**What is needed:** In the data below, find each line that contains the word "into" and copy it.

**Task data:**

········

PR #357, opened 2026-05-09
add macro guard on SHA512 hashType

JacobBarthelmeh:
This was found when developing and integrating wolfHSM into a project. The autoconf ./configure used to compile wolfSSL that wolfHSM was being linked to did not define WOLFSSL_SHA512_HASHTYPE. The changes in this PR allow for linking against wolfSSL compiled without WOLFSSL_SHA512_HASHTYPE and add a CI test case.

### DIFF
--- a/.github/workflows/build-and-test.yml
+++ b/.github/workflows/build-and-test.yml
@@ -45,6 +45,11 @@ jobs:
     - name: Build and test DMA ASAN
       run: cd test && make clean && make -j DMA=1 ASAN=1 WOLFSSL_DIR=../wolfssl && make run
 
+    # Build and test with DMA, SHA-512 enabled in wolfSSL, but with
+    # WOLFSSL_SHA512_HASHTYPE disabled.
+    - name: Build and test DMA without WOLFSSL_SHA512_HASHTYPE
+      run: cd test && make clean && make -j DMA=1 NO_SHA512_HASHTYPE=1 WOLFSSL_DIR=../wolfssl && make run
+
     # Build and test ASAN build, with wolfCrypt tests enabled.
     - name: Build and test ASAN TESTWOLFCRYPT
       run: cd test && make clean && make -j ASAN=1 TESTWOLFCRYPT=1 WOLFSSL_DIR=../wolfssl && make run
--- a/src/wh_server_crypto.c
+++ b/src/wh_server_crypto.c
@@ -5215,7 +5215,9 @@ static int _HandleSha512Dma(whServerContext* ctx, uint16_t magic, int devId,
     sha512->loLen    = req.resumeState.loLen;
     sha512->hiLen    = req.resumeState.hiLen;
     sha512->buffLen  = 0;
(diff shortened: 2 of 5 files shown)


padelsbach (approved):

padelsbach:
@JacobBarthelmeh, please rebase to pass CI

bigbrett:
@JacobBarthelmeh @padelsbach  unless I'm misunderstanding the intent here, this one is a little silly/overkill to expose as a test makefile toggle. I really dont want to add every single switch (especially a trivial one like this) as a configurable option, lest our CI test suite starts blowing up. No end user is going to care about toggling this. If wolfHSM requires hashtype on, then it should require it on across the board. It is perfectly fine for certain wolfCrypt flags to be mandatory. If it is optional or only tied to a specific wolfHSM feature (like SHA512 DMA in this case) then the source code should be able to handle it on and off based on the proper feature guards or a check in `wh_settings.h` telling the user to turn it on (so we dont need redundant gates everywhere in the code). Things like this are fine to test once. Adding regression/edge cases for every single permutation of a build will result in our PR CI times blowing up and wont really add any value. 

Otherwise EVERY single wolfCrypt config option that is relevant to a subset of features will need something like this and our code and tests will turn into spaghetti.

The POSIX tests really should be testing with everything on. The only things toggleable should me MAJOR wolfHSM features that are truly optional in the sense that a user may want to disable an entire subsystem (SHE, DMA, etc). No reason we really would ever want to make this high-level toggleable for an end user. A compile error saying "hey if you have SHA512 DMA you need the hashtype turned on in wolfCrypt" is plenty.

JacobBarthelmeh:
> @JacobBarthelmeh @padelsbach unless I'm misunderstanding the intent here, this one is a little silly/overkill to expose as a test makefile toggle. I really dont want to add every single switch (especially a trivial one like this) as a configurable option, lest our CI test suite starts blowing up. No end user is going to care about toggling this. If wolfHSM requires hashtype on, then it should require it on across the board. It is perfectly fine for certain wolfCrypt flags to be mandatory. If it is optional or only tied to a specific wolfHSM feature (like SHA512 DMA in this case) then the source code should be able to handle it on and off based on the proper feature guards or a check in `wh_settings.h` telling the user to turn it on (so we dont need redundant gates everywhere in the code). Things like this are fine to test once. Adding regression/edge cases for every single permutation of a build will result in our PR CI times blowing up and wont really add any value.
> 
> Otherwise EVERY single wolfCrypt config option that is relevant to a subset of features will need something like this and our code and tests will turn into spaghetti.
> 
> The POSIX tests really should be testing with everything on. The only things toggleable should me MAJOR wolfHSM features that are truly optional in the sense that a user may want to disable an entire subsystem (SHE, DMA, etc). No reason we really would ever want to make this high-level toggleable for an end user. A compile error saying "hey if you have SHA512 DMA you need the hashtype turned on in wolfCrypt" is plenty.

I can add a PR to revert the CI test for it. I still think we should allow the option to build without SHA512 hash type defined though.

········

**Task output:**
This was found when developing and integrating wolfHSM into a project. The autoconf ./configure used to compile wolfSSL that wolfHSM was being linked to did not define WOLFSSL_SHA512_HASHTYPE. The changes in this PR allow for linking against wolfSSL compiled without WOLFSSL_SHA512_HASHTYPE and add a CI test case.
Otherwise EVERY single wolfCrypt config option that is relevant to a subset of features will need something like this and our code and tests will turn into spaghetti.
> Otherwise EVERY single wolfCrypt config option that is relevant to a subset of features will need something like this and our code and tests will turn into spaghetti.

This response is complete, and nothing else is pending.